** WHAT THE EXERCISE ASKS **
Each record has to be repeated exactly as given.

** RECORDS FOR THE TASK **

PR #404, opened 2019-05-23
fix: Add support for multiple CA entries

### LINKED ISSUE #403: Add support to load multiple CA certs from store
It'd be great to add a support for multiple CA certs. 

https://github.com/rhuss/jolokia/blob/33b23e578e6e9dbb0604e3168732ceb332cbba9a/agent/jvm/src/main/java/org/jolokia/jvmagent/security/KeyStoreUtil.java#L55-L67

In fact it's a bug affecting latest versions of OpenShift. The same issue was fixed in openshift-ping. 
https://github.com/jboss-openshift/openshift-ping/pull/43

Cc @rhuss

dsimansk:
Fix #403


agent/jvm/src/test/java/org/jolokia/jvmagent/security/KeyStoreUtilTest.java
```diff
@@ -59,6 +59,33 @@ public void testTrustStore() throws KeyStoreException, CertificateException, NoS
...
+        KeyStore keystore = createKeyStore();
+
+        KeyStoreUtil.updateWithCaPem(keystore, caPem);
+
+        Enumeration<String> aliases = keystore.aliases();
+        String alias = aliases.nextElement();
+        assertTrue(aliases.hasMoreElements());
+        assertTrue(alias.contains("another.test.jolokia.org"));
+        X509Certificate cert = (X509Certificate) keystore.getCertificate(alias);
+        cert.checkValidity();
```
rhusar: This seems unnecessary and rather incorrect. The validity check `java.security.cert.X509Certificate#checkValidity()` throws `java.security.cert.CertificateExpiredException` so this test is bound to start failing in year 2025.

agent/jvm/src/test/java/org/jolokia/jvmagent/security/KeyStoreUtilTest.java
```diff
@@ -59,6 +59,33 @@ public void testTrustStore() throws KeyStoreException, CertificateException, NoS
...
+    public void testTrustStoreWithMultipeEntries() throws KeyStoreException, CertificateException, NoSuchAlgorithmException, IOException {
+        File caPem = getTempFile("ca/cert-multi.pem");
+        KeyStore keystore = createKeyStore();
+
+        KeyStoreUtil.updateWithCaPem(keystore, caPem);
+
+        Enumeration<String> aliases = keystore.aliases();
+        String alias = aliases.nextElement();
+        assertTrue(aliases.hasMoreElements());
+        assertTrue(alias.contains("another.test.jolokia.org"));
```
rhusar: It's an incorrect assumption of the test to require an `Enumeration` to be deterministically ordered. The contract of Enumeration does not mandate that (https://docs.oracle.com/javase/7/docs/api/java/util/Enumeration.html).

agent/jvm/src/test/java/org/jolokia/jvmagent/security/KeyStoreUtilTest.java
rhuss: Agreed, we should probably only check whether the keystore can be parsed and has multiple elements.

agent/jvm/src/test/java/org/jolokia/jvmagent/security/KeyStoreUtilTest.java
rhuss: Agreed. Instead it should be iterated over all elements and check whether  all elements are included (in any order).

dsimansk: Sorry, I'll refactor the test. I was a little hash doing the PR.

agent/jvm/src/test/java/org/jolokia/jvmagent/security/KeyStoreUtilTest.java
dsimansk: This's also true for former tests. Let me know if I should address that as well or a separate issue/PR is required.

agent/jvm/src/test/java/org/jolokia/jvmagent/security/KeyStoreUtilTest.java
rhuss: @rhusar thanks for the heads up ! I fixed the tests on master, should be fine now (no checkValidity(), don't imply order in enumerations)

rhuss: @dsimansk I just pushed an update. That might already addresses that issue. Could you please have a brief look ?

rhusar: @rhuss  @dsimansk  Looks good now!

PR #420, opened 2019-10-15
Also set secure processing feature for the PolicyRestrictor

coheigea:
We should also set the secure processing feature for the PolicyRestrictor, to prevent various DoS style attacks.


rhuss:
Thanks !

Issue #421, opened 2019-10-22
Make multicast discovery address configurable


graben:
Multicast address is actually hard coded to:
```
// IPv4 Address for Jolokia's Multicast group
public static final String JOLOKIA_MULTICAST_GROUP = "239.192.48.84";

// Multicast port where to listen for queries
public static final int JOLOKIA_MULTICAST_PORT = 24884;
```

** SOLVED EXERCISE **
PR #404, opened 2019-05-23
fix: Add support for multiple CA entries

### LINKED ISSUE #403: Add support to load multiple CA certs from store
It'd be great to add a support for multiple CA certs. 

https://github.com/rhuss/jolokia/blob/33b23e578e6e9dbb0604e3168732ceb332cbba9a/agent/jvm/src/main/java/org/jolokia/jvmagent/security/KeyStoreUtil.java#L55-L67

In fact it's a bug affecting latest versions of OpenShift. The same issue was fixed in openshift-ping. 
https://github.com/jboss-openshift/openshift-ping/pull/43

Cc @rhuss

dsimansk:
Fix #403


agent/jvm/src/test/java/org/jolokia/jvmagent/security/KeyStoreUtilTest.java
```diff
@@ -59,6 +59,33 @@ public void testTrustStore() throws KeyStoreException, CertificateException, NoS
...
+        KeyStore keystore = createKeyStore();
+
+        KeyStoreUtil.updateWithCaPem(keystore, caPem);
+
+        Enumeration<String> aliases = keystore.aliases();
+        String alias = aliases.nextElement();
+        assertTrue(aliases.hasMoreElements());
+        assertTrue(alias.contains("another.test.jolokia.org"));
+        X509Certificate cert = (X509Certificate) keystore.getCertificate(alias);
+        cert.checkValidity();
```
rhusar: This seems unnecessary and rather incorrect. The validity check `java.security.cert.X509Certificate#checkValidity()` throws `java.security.cert.CertificateExpiredException` so this test is bound to start failing in year 2025.

agent/jvm/src/test/java/org/jolokia/jvmagent/security/KeyStoreUtilTest.java
```diff
@@ -59,6 +59,33 @@ public void testTrustStore() throws KeyStoreException, CertificateException, NoS
...
+    public void testTrustStoreWithMultipeEntries() throws KeyStoreException, CertificateException, NoSuchAlgorithmException, IOException {
+        File caPem = getTempFile("ca/cert-multi.pem");
+        KeyStore keystore = createKeyStore();
+
+        KeyStoreUtil.updateWithCaPem(keystore, caPem);
+
+        Enumeration<String> aliases = keystore.aliases();
+        String alias = aliases.nextElement();
+        assertTrue(aliases.hasMoreElements());
+        assertTrue(alias.contains("another.test.jolokia.org"));
```
rhusar: It's an incorrect assumption of the test to require an `Enumeration` to be deterministically ordered. The contract of Enumeration does not mandate that (https://docs.oracle.com/javase/7/docs/api/java/util/Enumeration.html).

agent/jvm/src/test/java/org/jolokia/jvmagent/security/KeyStoreUtilTest.java
rhuss: Agreed, we should probably only check whether the keystore can be parsed and has multiple elements.

agent/jvm/src/test/java/org/jolokia/jvmagent/security/KeyStoreUtilTest.java
rhuss: Agreed. Instead it should be iterated over all elements and check whether  all elements are included (in any order).

dsimansk: Sorry, I'll refactor the test. I was a little hash doing the PR.

agent/jvm/src/test/java/org/jolokia/jvmagent/security/KeyStoreUtilTest.java
dsimansk: This's also true for former tests. Let me know if I should address that as well or a separate issue/PR is required.

agent/jvm/src/test/java/org/jolokia/jvmagent/security/KeyStoreUtilTest.java
rhuss: @rhusar thanks for the heads up ! I fixed the tests on master, should be fine now (no checkValidity(), don't imply order in enumerations)

rhuss: @dsimansk I just pushed an update. That might already addresses that issue. Could you please have a brief look ?

rhusar: @rhuss  @dsimansk  Looks good now!

PR #420, opened 2019-10-15
Also set secure processing feature for the PolicyRestrictor

coheigea:
We should also set the secure processing feature for the PolicyRestrictor, to prevent various DoS style attacks.


rhuss:
Thanks !

Issue #421, opened 2019-10-22
Make multicast discovery address configurable


graben:
Multicast address is actually hard coded to:
```
// IPv4 Address for Jolokia's Multicast group
public static final String JOLOKIA_MULTICAST_GROUP = "239.192.48.84";

// Multicast port where to listen for queries
public static final int JOLOKIA_MULTICAST_PORT = 24884;
```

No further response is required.